→ WORK REQUIRED
Look through the data below for the line with "Then they will" and the line with "a T: PoWAlgorithm.", then output those two and all lines in between, exactly as written.

→ RECORDS FOR THIS TASK

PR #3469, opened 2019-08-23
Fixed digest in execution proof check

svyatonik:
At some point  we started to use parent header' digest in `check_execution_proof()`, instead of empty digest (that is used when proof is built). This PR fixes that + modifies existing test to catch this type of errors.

* * *

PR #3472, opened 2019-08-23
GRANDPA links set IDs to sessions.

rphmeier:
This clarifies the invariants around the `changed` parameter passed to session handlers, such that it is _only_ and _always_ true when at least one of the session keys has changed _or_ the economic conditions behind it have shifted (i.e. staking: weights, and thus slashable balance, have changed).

==

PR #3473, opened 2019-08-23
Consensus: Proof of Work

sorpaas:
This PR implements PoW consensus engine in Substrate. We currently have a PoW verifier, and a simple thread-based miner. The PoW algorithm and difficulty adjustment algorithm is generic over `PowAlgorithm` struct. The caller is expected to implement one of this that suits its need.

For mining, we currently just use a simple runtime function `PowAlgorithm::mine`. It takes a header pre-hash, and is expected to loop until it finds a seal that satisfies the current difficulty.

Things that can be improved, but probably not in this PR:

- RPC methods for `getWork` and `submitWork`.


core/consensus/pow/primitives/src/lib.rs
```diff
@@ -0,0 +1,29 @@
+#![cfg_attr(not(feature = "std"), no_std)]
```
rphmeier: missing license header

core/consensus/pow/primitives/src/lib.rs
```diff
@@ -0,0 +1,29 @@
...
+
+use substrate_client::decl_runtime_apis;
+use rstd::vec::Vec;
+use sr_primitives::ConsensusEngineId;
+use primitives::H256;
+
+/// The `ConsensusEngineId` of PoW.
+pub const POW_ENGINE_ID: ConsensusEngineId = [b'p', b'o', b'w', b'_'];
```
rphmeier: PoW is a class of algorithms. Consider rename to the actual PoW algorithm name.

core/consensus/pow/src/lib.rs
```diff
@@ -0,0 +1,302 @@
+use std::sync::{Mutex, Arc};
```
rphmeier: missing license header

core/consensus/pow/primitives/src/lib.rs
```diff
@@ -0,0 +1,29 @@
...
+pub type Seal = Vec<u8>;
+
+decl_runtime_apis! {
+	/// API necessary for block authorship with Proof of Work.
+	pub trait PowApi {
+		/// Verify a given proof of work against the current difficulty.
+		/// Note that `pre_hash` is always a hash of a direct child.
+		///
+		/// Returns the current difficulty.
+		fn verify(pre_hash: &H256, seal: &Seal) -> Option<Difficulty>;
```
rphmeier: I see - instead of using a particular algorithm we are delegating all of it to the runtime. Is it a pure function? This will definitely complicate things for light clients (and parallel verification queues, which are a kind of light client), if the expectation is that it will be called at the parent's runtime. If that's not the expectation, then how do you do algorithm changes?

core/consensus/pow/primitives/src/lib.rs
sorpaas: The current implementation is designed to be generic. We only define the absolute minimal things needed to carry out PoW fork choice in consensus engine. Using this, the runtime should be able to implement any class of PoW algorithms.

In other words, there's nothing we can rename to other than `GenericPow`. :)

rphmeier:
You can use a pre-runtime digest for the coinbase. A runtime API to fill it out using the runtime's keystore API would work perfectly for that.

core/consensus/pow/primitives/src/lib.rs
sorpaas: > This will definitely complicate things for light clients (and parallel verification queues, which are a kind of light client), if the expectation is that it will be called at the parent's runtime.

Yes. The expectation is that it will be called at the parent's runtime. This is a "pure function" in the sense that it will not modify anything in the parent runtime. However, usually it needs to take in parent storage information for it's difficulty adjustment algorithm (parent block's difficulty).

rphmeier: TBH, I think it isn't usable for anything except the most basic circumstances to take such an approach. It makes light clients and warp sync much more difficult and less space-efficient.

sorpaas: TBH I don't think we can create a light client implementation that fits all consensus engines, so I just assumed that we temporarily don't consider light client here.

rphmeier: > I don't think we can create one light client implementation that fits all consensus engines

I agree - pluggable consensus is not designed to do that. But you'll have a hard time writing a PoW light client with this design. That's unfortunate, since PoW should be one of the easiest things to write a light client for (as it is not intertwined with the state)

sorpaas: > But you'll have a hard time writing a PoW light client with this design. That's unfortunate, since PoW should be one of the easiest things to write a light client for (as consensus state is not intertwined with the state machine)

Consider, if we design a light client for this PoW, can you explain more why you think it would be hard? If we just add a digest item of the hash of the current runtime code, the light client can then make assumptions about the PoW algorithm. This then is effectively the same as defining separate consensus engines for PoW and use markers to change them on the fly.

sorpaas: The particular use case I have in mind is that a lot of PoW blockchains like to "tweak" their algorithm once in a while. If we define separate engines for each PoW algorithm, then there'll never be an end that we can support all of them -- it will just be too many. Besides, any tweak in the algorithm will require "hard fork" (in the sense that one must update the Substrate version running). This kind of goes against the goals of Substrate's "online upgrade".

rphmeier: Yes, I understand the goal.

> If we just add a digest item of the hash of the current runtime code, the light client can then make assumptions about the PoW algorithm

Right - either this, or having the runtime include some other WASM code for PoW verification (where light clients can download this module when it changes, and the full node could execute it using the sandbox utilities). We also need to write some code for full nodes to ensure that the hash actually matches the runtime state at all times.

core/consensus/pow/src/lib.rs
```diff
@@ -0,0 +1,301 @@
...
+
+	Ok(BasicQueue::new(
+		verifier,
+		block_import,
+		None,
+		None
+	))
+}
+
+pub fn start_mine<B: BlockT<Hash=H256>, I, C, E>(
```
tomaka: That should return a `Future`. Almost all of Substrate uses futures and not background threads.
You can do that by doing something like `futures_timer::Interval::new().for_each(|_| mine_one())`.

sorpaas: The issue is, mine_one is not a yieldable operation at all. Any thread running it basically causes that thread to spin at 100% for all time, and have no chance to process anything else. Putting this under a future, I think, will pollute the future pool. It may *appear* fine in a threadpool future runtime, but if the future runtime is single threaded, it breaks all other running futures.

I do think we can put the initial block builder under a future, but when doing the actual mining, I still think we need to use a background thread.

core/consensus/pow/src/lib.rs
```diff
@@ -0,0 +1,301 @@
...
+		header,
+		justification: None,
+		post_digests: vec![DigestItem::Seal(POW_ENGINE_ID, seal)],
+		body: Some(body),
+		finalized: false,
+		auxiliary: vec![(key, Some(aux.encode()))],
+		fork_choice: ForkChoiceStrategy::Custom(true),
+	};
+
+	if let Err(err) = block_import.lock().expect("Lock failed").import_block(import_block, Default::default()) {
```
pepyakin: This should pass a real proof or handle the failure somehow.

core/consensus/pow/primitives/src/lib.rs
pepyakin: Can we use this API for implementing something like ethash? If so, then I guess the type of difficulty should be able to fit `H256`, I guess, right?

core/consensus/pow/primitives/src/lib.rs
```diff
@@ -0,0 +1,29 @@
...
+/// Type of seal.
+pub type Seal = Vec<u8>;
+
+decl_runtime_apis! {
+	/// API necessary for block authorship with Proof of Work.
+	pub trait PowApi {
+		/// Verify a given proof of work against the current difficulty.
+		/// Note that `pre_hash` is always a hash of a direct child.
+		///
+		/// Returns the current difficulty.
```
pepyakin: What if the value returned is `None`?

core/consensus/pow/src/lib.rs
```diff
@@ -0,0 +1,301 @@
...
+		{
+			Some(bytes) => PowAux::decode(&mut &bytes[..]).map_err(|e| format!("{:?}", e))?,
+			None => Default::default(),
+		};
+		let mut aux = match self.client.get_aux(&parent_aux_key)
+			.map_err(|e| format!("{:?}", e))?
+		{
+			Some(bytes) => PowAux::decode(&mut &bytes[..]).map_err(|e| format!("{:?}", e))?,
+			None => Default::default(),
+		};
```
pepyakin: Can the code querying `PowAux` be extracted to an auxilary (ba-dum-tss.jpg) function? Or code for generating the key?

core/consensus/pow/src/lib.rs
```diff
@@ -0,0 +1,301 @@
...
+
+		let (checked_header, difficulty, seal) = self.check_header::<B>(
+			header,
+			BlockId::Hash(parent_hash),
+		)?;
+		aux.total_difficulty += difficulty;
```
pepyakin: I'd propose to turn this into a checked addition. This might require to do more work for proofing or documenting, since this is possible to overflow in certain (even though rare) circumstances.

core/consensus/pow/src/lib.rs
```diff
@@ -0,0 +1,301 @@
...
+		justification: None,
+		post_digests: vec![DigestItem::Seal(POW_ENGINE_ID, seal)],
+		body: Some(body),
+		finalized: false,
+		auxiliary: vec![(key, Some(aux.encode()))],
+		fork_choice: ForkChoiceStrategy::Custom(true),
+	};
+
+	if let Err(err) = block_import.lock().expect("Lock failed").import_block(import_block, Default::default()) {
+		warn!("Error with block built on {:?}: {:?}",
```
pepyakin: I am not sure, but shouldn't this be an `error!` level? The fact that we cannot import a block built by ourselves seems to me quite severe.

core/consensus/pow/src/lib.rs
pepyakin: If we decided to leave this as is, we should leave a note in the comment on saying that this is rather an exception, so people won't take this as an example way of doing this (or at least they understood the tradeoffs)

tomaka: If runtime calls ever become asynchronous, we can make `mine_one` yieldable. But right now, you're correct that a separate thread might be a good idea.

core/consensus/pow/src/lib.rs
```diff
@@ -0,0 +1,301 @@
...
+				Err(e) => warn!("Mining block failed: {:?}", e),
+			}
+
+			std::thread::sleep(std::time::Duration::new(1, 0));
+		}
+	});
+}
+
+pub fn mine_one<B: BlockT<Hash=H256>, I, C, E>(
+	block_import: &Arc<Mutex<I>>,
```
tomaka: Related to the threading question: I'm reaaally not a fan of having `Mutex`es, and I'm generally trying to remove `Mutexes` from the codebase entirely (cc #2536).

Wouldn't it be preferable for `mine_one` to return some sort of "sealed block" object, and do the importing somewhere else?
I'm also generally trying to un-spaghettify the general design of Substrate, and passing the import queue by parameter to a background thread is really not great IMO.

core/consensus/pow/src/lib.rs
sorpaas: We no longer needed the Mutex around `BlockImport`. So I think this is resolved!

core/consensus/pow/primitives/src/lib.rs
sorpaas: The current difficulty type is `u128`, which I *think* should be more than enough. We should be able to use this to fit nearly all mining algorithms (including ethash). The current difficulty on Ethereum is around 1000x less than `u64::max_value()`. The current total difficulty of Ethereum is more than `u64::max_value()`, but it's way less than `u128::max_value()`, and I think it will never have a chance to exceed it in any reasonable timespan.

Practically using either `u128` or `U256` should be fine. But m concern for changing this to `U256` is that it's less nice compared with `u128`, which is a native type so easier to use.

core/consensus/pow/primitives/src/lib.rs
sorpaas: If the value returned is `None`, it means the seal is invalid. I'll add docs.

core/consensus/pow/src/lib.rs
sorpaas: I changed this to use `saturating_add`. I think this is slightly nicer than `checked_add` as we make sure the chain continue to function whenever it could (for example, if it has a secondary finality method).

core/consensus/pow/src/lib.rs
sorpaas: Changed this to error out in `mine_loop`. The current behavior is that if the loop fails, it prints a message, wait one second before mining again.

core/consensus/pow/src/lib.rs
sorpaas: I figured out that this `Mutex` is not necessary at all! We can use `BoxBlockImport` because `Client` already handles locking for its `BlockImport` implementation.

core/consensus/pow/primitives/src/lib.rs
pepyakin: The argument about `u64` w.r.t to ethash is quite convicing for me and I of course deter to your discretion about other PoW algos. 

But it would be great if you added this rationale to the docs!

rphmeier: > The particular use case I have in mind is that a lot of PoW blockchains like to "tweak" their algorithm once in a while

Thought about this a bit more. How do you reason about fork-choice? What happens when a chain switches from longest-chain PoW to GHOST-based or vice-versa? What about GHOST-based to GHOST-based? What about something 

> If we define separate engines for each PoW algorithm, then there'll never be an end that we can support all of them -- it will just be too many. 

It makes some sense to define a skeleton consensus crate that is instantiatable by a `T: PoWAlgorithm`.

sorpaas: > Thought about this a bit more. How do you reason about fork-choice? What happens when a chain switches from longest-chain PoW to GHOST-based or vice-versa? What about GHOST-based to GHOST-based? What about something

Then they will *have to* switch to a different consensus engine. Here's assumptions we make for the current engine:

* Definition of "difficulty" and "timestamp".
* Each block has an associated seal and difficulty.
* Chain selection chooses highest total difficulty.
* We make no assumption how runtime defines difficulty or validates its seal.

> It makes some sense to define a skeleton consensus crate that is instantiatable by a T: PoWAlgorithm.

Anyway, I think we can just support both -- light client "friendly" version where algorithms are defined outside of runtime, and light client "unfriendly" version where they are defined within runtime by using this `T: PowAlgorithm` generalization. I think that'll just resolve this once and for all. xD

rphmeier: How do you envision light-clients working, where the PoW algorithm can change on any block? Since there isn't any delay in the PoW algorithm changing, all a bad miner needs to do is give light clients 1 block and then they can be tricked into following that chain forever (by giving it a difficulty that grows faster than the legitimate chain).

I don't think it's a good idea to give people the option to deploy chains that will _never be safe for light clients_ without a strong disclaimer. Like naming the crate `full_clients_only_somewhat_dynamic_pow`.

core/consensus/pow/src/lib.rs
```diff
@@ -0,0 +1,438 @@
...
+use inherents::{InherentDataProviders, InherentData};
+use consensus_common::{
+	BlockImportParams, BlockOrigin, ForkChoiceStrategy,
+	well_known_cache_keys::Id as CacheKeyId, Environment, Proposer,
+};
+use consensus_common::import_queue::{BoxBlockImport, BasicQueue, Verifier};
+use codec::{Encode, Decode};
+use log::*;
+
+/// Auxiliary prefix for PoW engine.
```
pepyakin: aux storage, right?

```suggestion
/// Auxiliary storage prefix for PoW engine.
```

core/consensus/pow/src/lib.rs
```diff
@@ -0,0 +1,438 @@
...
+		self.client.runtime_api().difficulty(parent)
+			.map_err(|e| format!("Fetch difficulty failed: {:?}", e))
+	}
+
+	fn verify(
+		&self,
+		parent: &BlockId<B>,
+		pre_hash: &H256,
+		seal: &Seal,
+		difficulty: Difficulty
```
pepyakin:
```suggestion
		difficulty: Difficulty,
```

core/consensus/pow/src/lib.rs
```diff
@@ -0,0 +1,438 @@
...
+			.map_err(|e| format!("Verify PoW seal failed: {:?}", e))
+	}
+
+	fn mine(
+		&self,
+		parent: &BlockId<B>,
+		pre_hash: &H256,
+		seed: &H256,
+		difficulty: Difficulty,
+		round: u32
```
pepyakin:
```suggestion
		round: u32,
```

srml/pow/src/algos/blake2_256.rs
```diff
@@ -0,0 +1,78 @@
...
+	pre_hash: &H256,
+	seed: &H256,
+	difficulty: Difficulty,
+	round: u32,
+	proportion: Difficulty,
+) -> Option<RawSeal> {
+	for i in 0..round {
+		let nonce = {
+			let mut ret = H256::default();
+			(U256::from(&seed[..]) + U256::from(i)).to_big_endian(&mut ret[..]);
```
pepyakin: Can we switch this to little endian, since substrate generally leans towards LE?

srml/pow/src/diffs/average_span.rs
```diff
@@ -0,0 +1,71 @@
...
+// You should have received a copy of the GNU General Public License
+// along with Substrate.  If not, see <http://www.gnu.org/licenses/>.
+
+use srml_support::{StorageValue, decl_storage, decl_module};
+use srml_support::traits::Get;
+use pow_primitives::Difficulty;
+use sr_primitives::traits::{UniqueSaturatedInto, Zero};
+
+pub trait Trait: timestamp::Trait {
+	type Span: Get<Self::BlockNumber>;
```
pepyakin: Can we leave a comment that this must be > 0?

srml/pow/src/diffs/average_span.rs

→ TASK RESULT
Then they will *have to* switch to a different consensus engine. Here's assumptions we make for the current engine:

* Definition of "difficulty" and "timestamp".
* Each block has an associated seal and difficulty.
* Chain selection chooses highest total difficulty.
* We make no assumption how runtime defines difficulty or validates its seal.

> It makes some sense to define a skeleton consensus crate that is instantiatable by a T: PoWAlgorithm.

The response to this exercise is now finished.